In a horrible show of state run mind control, the Big Government unleashed constant salvo after salvo to get the brain damaging mind controlling fluoride into the water. But facts are facts:
1) The amount of fluoride in water does NOT excrete topically by a person at a level to protect teeth
2) Long term studies of cities that fluoridate vs. those that don’t show NO DIFFERENCE in cavity rates
3) The dangers associated with fluoride exposure are clear and well documented – Bone Cancer, Thyroid Damage, Tooth WEAKENING
4) Fluoride is a poison by it’s official classification
5) The Fluoride they USE is not a scientifically prepared exact chemical, instead it is chemical waste from China containing hundreds of harmful chemicals.

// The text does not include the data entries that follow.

PR #517, opened 2018-08-26
[enh] Hooks to allow apps to extend the recommended DNS configuration

Josue-T:
## The problem

We can't add a custom rule in the dns config.

## Solution

Add a hook to make a possibility to add a custom rule

## PR Status

Tested. Mybe we need to do some more tests.

Note that this PR depends of #526.

## How to test

- Checkout the branch
- Rebase on the branch `hook_return` (PR #526 )
- Add a dns hook in `/etc/yunohost/hooks.d/custom_dns_rules` with by example that : 
```bash
if [[ $1 = "example.com" ]]
then
echo '[{"type": "SRV", "name": "_matrix._tcp.example.com.", "value": "10 domain.tld.", "ttl": 3600}]' > $YNH_STDRETURN
fi
```

## Validation

- [ ] Quick review 0/1 : 
- [ ] Simple test 0/1 : 
- [ ] Deep review 0/1 :


src/yunohost/hook.py
```diff
@@ -294,6 +295,13 @@ def hook_callback(action, hooks=[], args=None, no_trace=False, chdir=None,
                 result[state][name].append(path)
             except KeyError:
                 result[state][name] = [path]
+
+            #print(hook_return)
+            #for r in hook_return.:
+            result['stdreturn'].extend(hook_return) #for r in hook_return
```
alexAubin: I would rather have `result[name]['stdreturn']` (in anticipation of the new diagnosis system ;P)
And I would propagate this hierarchy also for the state a few line before to have `result[name][state]`  ... which in turns need to be propagated where this `result` value is used (I found backup and service)

Josue-T:
> The docstring of `_build_dns_conf` needs to be updated to inform about this new behavior and potentially new addition to the datastructure.

Should be fixed

src/yunohost/domain.py
```diff
@@ -4,7 +4,8 @@
 
     Copyright (C) 2013 YunoHost
 
-    This program is free software; you can redistribute it and/or modify
+    This progra
+    m is free software; you can redistribute it and/or modify
```
Psycojoker: Looks like a mistake.

src/yunohost/domain.py
```diff
@@ -397,13 +408,23 @@ def _build_dns_conf(domain, ttl=3600):
...
+    res = {
         "basic": [{"name": name, "ttl": ttl, "type": type_, "value": value} for name, ttl, type_, value in basic],
         "xmpp": [{"name": name, "ttl": ttl, "type": type_, "value": value} for name, ttl, type_, value in xmpp],
         "mail": [{"name": name, "ttl": ttl, "type": type_, "value": value} for name, ttl, type_, value in mail],
         "extra": [{"name": name, "ttl": ttl, "type": type_, "value": value} for name, ttl, type_, value in extra],
     }
 
+    # Custom record
+    hookres = hook_callback('custom_dns_rules', args=[domain])
+    for n, val in hookres.items() :
```
Psycojoker: Can you please use full name variable? This makes the code harder to read, especially on the for/list comprehension line (and code is more read and wrote etc...)

Psycojoker:
LGTM once the code use full variable name (and the hook return PR is merged)

alexAubin:
Ran some tests + implemented the renaming suggested by Bram

Planning to merge in the beginning of next week

Josue-T:
Thanks @alexAubin for your help

src/yunohost/domain.py
```diff
@@ -408,21 +408,38 @@ def _build_dns_conf(domain, ttl=3600):
...
+        #       { 'state': 'succeed',
+        #         'stdreturn': [{'type': 'SRV',
+        #                        'name': 'stuff.foo.bar.',
+        #                        'value': 'yoloswag',
+        #                        'ttl': 3600}]
+        #       },
+        #  '/some/path/to/hook2':
+        #       { ... },
+        #  [...]
+        #
```
Psycojoker: Such good commit, much gud code, very wow :scream: :heart:

alexAubin: xD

There are many government funded and dentist funded groups aimed at keeping fluoride in the water. It’s a money maker for dentists because it increases bone weakness and therefore cavities. In this piece of trash science put out by dentists, when you actually look a the long list of studies cited as evidence FOR Fluoridation, only two are from real scientific journals and digging deeper actually READING the study they cite in FAVOR of fluoride, the truth is the opposite – “In the past, caries has usually increased after cessation of water fluoridation. More recently an opposite trend could be observed: DMFT remaining stable or even decreasing further” – Caries Res 2000;34:20-25, Caries Prevalence after Cessation of Water Fluoridation in La Salud, Cuba, W. Künzel, T. Fischer. This is actually cited as evidence FOR Fluoridation by the quack dentist group Institute for Science in Medicine – http://www.scienceinmedicine.org/policy/papers/AntiFluoridationist.pdf.
In the largest study ever done and often quoted as PRO fluoridating drinking water, if you actually read the scientific paper you find this odd fact “No noteworthy differences were observed between groups in relation to restorative care received (%F/DMFS) or required (%D/ DMFS), as shown in Table 7. However, with respect to the types of tooth surfaces affected, children with exposure to fluoridation had proportionally less caries on mesial and distal surfaces (Table 8). Although it might be expected that a similar difference would be evident on buccal and lingual surfaces, this was not the case.”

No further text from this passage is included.